*EXCERPTED RECORDS*.
----
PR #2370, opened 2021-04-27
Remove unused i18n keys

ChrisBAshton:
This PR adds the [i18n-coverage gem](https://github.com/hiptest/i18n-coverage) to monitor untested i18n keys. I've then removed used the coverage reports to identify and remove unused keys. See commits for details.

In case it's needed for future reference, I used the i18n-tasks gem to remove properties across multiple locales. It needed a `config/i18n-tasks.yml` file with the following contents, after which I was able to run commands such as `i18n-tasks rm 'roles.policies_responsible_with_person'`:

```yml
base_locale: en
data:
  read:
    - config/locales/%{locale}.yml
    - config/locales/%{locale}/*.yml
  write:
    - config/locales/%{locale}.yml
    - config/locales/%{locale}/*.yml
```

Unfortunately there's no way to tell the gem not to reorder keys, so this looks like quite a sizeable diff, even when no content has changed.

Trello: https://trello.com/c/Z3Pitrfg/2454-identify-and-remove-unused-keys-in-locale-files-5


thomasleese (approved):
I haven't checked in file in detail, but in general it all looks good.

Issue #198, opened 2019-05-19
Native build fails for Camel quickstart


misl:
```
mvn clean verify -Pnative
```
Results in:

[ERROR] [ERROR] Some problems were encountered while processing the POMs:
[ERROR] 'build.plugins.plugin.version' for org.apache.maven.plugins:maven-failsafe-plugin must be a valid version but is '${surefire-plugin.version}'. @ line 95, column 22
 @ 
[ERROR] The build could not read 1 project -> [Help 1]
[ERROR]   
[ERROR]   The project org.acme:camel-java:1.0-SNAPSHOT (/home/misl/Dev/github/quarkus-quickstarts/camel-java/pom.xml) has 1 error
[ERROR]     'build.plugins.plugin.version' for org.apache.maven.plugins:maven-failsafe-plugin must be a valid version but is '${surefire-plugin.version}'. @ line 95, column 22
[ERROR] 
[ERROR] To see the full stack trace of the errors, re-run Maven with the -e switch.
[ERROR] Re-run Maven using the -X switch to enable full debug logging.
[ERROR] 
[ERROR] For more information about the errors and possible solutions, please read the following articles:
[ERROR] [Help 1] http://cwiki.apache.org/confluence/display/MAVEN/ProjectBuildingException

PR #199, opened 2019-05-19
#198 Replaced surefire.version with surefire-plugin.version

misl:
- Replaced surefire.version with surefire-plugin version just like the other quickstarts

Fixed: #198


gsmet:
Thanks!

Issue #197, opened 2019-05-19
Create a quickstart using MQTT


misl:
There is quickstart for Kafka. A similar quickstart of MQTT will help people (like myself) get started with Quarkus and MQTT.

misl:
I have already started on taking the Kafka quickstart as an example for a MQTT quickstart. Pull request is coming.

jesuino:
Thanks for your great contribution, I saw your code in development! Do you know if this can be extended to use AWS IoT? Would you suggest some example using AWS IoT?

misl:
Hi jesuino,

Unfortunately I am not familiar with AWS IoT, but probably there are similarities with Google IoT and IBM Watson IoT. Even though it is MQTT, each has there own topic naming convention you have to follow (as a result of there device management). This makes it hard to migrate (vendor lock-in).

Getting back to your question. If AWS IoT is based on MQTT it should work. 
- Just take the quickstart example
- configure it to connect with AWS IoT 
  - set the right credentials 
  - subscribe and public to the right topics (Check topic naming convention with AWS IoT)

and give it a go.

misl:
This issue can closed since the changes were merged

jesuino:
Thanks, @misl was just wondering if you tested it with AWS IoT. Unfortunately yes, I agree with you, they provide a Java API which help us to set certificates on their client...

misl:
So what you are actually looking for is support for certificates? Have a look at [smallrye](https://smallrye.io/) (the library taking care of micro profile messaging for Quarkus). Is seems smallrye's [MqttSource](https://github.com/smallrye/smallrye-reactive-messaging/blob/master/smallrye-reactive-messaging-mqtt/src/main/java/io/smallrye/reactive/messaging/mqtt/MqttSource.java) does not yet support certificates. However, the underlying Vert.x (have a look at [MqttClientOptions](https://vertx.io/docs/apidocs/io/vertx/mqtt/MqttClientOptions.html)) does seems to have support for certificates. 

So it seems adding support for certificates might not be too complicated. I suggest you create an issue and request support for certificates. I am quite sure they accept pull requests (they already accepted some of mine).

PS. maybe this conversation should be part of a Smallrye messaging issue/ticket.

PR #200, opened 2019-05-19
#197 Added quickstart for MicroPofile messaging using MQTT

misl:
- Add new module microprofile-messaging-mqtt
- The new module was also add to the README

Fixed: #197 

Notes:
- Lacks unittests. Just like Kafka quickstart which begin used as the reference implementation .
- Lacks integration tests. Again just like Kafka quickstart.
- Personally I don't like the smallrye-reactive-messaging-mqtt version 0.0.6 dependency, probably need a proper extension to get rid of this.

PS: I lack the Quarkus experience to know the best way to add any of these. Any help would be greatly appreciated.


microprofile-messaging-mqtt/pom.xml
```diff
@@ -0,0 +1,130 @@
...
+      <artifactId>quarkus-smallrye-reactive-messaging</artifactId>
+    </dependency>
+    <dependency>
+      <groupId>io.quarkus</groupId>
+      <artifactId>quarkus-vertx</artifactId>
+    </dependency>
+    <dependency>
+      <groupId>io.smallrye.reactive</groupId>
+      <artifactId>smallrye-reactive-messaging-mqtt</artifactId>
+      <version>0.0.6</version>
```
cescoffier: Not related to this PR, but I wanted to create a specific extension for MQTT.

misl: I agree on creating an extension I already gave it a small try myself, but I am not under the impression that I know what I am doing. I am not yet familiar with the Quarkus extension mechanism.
----
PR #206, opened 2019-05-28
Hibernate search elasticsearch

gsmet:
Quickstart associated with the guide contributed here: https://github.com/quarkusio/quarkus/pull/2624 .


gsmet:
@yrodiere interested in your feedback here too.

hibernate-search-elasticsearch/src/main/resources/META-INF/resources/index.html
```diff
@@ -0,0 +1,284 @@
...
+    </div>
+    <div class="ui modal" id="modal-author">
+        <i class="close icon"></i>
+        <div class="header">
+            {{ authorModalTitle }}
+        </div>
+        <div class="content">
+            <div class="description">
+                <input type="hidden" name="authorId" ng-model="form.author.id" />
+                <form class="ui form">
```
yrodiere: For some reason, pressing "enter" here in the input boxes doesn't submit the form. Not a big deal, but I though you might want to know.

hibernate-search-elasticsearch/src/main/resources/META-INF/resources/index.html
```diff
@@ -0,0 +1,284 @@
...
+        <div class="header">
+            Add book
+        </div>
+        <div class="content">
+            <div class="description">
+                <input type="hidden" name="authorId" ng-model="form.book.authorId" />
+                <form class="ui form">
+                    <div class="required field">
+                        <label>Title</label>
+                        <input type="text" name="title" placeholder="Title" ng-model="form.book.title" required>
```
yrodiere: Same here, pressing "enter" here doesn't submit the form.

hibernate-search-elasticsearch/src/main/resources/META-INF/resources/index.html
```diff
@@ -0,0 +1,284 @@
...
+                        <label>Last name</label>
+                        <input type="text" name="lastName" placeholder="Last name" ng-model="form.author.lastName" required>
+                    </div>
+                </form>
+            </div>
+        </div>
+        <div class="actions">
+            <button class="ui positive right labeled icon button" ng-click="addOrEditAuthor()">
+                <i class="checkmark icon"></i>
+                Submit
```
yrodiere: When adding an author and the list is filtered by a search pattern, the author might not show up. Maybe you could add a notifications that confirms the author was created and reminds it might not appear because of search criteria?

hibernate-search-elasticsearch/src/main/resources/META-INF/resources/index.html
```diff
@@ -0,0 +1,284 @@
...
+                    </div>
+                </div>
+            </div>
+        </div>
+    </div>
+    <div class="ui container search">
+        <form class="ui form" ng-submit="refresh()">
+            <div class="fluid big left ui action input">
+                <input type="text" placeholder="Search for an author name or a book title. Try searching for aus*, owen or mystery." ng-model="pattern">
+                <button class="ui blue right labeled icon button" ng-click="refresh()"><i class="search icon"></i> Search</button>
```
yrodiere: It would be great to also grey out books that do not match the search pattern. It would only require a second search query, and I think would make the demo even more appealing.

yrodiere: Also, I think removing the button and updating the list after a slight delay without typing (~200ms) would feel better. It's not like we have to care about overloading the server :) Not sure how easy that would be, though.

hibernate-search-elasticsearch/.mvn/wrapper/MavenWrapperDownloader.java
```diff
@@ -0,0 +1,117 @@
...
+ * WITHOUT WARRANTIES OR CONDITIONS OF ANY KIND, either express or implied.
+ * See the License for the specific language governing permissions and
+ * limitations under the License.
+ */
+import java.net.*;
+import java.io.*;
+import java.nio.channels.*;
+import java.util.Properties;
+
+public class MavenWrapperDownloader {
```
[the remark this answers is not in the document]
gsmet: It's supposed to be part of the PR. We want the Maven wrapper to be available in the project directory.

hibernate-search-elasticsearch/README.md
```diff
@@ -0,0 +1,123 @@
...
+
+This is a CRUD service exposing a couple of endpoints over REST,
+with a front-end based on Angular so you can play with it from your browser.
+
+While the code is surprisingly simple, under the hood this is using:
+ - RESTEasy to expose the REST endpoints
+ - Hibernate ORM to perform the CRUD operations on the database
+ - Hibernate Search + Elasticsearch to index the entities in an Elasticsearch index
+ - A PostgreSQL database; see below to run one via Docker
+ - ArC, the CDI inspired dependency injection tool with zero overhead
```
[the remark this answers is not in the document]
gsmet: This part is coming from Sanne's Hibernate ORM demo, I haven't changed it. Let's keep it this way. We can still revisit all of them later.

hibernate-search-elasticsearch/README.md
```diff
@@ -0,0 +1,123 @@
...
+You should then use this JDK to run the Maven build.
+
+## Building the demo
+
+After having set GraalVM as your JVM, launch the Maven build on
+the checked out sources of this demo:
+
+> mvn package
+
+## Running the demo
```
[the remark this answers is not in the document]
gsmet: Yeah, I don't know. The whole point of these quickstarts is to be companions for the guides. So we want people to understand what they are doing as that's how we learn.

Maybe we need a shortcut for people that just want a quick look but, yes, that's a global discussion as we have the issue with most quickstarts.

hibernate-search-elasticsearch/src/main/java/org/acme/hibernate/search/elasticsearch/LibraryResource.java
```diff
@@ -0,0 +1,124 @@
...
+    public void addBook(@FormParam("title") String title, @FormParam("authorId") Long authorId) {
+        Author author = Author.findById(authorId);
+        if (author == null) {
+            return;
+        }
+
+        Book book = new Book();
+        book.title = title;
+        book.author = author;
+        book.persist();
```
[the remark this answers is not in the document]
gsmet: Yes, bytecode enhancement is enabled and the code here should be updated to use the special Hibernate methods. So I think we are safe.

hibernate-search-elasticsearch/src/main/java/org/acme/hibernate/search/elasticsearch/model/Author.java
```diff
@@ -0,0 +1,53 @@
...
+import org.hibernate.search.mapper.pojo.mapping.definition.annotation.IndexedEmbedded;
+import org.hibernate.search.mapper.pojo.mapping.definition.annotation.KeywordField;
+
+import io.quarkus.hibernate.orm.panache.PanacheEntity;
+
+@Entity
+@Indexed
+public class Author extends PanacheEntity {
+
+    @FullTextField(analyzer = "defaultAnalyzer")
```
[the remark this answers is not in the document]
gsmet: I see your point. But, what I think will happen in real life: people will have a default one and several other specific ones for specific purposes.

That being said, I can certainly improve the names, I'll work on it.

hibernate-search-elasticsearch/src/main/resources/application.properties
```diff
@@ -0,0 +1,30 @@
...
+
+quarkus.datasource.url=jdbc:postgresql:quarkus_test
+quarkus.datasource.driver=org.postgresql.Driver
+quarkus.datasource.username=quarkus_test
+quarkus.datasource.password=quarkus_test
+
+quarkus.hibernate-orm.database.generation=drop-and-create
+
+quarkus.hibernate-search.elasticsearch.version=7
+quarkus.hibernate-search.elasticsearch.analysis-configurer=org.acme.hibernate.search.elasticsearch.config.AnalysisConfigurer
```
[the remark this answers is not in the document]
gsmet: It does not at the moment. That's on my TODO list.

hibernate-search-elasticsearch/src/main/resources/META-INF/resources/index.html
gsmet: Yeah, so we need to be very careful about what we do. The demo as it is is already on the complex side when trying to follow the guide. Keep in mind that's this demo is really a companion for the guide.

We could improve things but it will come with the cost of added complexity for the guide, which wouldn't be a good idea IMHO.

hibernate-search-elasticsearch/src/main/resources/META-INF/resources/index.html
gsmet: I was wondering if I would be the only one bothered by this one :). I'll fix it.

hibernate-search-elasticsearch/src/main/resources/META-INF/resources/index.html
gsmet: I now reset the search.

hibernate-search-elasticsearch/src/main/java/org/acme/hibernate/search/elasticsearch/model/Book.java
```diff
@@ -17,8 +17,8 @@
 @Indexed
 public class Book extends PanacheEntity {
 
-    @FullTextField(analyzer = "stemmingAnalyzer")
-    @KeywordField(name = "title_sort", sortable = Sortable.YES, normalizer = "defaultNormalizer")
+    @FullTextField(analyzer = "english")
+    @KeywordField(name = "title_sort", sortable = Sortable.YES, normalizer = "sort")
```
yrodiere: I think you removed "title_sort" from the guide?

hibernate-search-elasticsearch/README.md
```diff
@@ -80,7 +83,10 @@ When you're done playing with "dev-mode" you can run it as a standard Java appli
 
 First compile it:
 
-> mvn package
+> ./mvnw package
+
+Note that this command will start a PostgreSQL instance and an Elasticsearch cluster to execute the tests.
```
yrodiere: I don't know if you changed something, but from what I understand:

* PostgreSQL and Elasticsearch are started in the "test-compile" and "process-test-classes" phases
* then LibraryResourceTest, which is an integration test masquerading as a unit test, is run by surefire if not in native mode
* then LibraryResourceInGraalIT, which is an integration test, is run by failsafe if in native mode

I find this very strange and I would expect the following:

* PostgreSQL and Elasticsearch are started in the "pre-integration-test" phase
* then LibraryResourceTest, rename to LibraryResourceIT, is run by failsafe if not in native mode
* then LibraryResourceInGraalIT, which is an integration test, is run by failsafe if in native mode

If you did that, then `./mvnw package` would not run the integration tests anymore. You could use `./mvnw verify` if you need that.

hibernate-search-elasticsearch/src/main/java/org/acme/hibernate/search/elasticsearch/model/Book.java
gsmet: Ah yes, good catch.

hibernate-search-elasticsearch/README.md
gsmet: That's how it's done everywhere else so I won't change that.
----
*TASK DIRECTIONS*. Copy out every line of the data that includes "datasource".

*EXERCISE ANSWER*.
+quarkus.datasource.url=jdbc:postgresql:quarkus_test
+quarkus.datasource.driver=org.postgresql.Driver
+quarkus.datasource.username=quarkus_test
+quarkus.datasource.password=quarkus_test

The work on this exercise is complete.